*Saved entries:*
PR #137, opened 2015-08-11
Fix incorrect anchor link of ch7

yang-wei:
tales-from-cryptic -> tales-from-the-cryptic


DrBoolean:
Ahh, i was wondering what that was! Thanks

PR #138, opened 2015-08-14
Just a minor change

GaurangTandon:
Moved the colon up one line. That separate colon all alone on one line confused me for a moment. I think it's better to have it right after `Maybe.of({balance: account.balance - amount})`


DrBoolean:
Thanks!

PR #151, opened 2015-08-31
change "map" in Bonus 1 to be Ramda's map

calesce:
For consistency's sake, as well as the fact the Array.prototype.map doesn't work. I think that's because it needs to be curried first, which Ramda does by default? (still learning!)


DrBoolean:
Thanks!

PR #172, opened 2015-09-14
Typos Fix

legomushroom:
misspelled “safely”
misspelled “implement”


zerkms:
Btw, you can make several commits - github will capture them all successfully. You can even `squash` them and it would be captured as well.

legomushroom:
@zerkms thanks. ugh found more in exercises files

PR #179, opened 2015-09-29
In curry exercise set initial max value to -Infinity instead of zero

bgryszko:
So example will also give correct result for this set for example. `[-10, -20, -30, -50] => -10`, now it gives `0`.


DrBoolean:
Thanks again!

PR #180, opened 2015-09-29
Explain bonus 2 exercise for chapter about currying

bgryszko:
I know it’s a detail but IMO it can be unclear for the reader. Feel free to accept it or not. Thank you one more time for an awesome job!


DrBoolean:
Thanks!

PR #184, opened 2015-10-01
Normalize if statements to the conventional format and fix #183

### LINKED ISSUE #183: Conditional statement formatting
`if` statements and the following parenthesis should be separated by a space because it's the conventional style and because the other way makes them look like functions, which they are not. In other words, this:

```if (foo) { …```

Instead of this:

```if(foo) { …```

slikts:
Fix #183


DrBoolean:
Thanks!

*AIM OF THE EXERCISE:*
Transcribe exactly, please, the lines from the one with "Normalize if statements" to the last line of the entries above, ends included.

*ANSWER BOX:*
Normalize if statements to the conventional format and fix #183

### LINKED ISSUE #183: Conditional statement formatting
`if` statements and the following parenthesis should be separated by a space because it's the conventional style and because the other way makes them look like functions, which they are not. In other words, this:

```if (foo) { …```

Instead of this:

```if(foo) { …```

slikts:
Fix #183


DrBoolean:
Thanks!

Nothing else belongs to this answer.